--- START ---

PR #1313, opened 2023-12-29
ISSUE-1301: Explicit definition of derivatives on AmplitudeSmoothnessFirstOrder

domfournier:
Addresses issue #1301

### DIFF
--- a/SimPEG/regularization/vector.py
+++ b/SimPEG/regularization/vector.py
@@ -923,6 +923,29 @@ class AmplitudeSmoothnessFirstOrder(SparseSmoothness, BaseAmplitude):
         return self.cell_gradient @ a
 
     def f_m_deriv(self, m):
+        r"""
+        Derivative of the regularization kernel function.
+
+        For first-order smoothness regularization in the x-direction, the derivative of the
+        regularization kernel function with respect to the model is given by:
+
+        .. math::
+            \frac{\partial \mathbf{f_m}}{\partial \mathbf{m}} = diag(\frac{(\mathbf{G_x} \mathbf{G_x} \mathbf{a})}{\mathbg{a}})
+
+        where :math:`\mathbf{a}` is the amplitude of the vector model.
+
+
+
+        Parameters
+        ----------
+        m : numpy.ndarray
+            The model.
+
+        Returns
+        -------
+        numpy.ndarray
+            The derivative of the first-order smoothness regularization.
+        """
         amplitude = self.amplitude(m) + 1e16
         f_m_deriv = sdiag(
             (
@@ -957,7 +980,7 @@ class AmplitudeSmoothnessFirstOrder(SparseSmoothness, BaseAmplitude):
 
         d_m = self.mapping * self._delta_m(m)
 
-        f_m_deriv = self.f_m_deriv(m)
+        f_m_deriv = self.f_m_deriv(d_m)
 
         return self.mapping.deriv(m).T * (
             f_m_deriv * d_m.reshape((-1, self.n_comp), order="F")
--- a/SimPEG/regularization/vector.py
+++ b/SimPEG/regularization/vector.py
@@ -7,6 +7,7 @@ from .base import Smallness
 from discretize.base import BaseMesh
 from .base import RegularizationMesh, BaseRegularization
 from .sparse import Sparse, SparseSmallness, SparseSmoothness
+from ..utils import sdiag
 
 if TYPE_CHECKING:
     from scipy.sparse import csr_matrix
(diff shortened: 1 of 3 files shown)


SimPEG/regularization/vector.py
```diff
@@ -924,33 +922,56 @@ def f_m(self, m):
     def f_m_deriv(self, m) -> csr_matrix:
         r"""Derivative of the regularization kernel function.
 
-        For first-order smoothness regularization in the x-direction, the derivative of the
-        regularization kernel function with respect to the model is given by:
+        See :func:`base.SmoothnessFirstOrder.f_m_deriv` for more information.
+        """
+        return self.cell_gradient
```
thibaut-kobold, line 927: if `f(m) = cell_gradient @ amplitude(m)`, why do we do not see the amplitude derivative in `f_m_deriv` and only cell_gradient as if `f_m` was linear? What do I miss?

domfournier: because we measure amplitude**2, ends up being the sum of gradients of components square. So we really don't gain much in L2, only does something different in the Lp

thibaut-kobold (approved):
Thanks @domfournier for championing this. The rest looks sound.

SimPEG/regularization/vector.py
```diff
@@ -421,12 +421,10 @@ def deriv(self, m) -> np.ndarray:
         (n_param, ) numpy.ndarray
             Gradient of the regularization function evaluated for the model provided.
         """
-        d_m = self._delta_m(m)
+        d_m = self.mapping * self._delta_m(m)
```
lheagy, line 424: This is a comment for a later pr, but it would be nice to have the option to apply the mapping to the reference model or not. In the amplitude regularization, this would be nice because we would then not have to provide a reference model in cartesian coordinates, we could simply provide a reference amplitude. The derivatives for this would be okay for the smallness term (but would get ugly in smoothness terms. But we could just not allow a reference amplitude in the smoothness). We can create an issue on this to follow up later

lheagy:
Hi @domfournier, would you mind adding a test for the derivatives on this? I tried running this branch with the same test as in #1303, and that still seems to fail for me

domfournier:
> Hi @domfournier, would you mind adding a test for the derivatives on this? I tried running this branch with the same test as in #1303, and that still seems to fail for me. Was the goal of this pr to fix the derivs? or just simplify the code?

While this issue is just to re-write the operations so it reflects the math better. The test you've added on #1303 will make this fail since it looks like this is first order only. 

I am fine just switching over to john's formulation, and we can abandon this implementation altogether.

lheagy:
:+1: Thanks for clarifying! Feel free to keep this pr open, as the refactor might still be helpful for making the flow a bit simpler, but we can assess with John's input

jcapriot:
If we’re going to go that route, I’d recommend adapting the JTV regularization to handle arbitrary norms (right now it is only L1). As that is already in SimPEG and tested.

jcapriot:
So these derivatives are still not completely correct:
I adjusted my previous example to include mappings

```
def f(x, map, r):
    dm = x - r
    dm = dm.reshape((n_cells, -1), order='F')
    m = map(x) * dm
    y = m * m
    z = np.sum(y, axis=-1)
    a = np.sqrt(z)
    t = W @ G @ a
    u = t * t
    v = sum(u)
    return v

def fp(x, map, r):
    dm = x - r
    dm = dm.reshape((n_cells, -1), order='F')
    m = map(x) * dm
    y = m * m
    z = np.sum(y, axis=-1)
    a = np.sqrt(z)

    t = (G.T @ W.T @ (W @ G @ a)) / a
    gm = 2 * m * t[:, None]
    # above equivalent to
    # gm = 2 * sp.diags((G.T @ W.T @ (W.T @ G @ a)) / a) @ m
    return map_deriv(x) @ gm.reshape(-1, order='F')
```

domfournier:
> So these derivatives are still not completely correct: I adjusted my previous example to include mappings
> 
> ```
> def f(x, map, r):
>     dm = x - r
>     dm = dm.reshape((n_cells, -1), order='F')
>     m = map(x) * dm
>     y = m * m
>     z = np.sum(y, axis=-1)
>     a = np.sqrt(z)
>     t = W @ G @ a
>     u = t * t
>     v = sum(u)
>     return v
> 
> def fp(x, map, r):
>     dm = x - r
>     dm = dm.reshape((n_cells, -1), order='F')
>     m = map(x) * dm
>     y = m * m
>     z = np.sum(y, axis=-1)
>     a = np.sqrt(z)
> 
>     t = (G.T @ W.T @ (W @ G @ a)) / a
>     gm = 2 * m * t[:, None]
>     # above equivalent to
>     # gm = 2 * sp.diags((G.T @ W.T @ (W.T @ G @ a)) / a) @ m
>     return map_deriv(x) @ gm.reshape(-1, order='F')
> ```

Thanks @jcapriot , that seems to do it. Ready for another pass.

SimPEG/regularization/vector.py
```diff
@@ -941,16 +943,99 @@ def f_m_deriv(self, m) -> csr_matrix:
...
         Returns
         -------
-        scipy.sparse.csr_matrix
-            The derivative of the regularization kernel function.
+        numpy.ndarray
+            The derivative of the first-order smoothness regularization.
         """
-        return sp.block_diag([self.cell_gradient] * self.n_comp) @ self.mapping.deriv(
-            self._delta_m(m)
+        amplitude = self.amplitude(m) + 1e16
```
jcapriot, line 949: Did you mean 1E-16?

domfournier:
So yea, the latest change fix the issue with the derivative test, but it also makes the problem very hard to solve/unstable. I think we should just close this in favor of #1329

--- END ---

**Task description**
The lines holding the word "above" are the answer. Find them in the entries and copy them.

**Solution for this task**
    # above equivalent to
>     # above equivalent to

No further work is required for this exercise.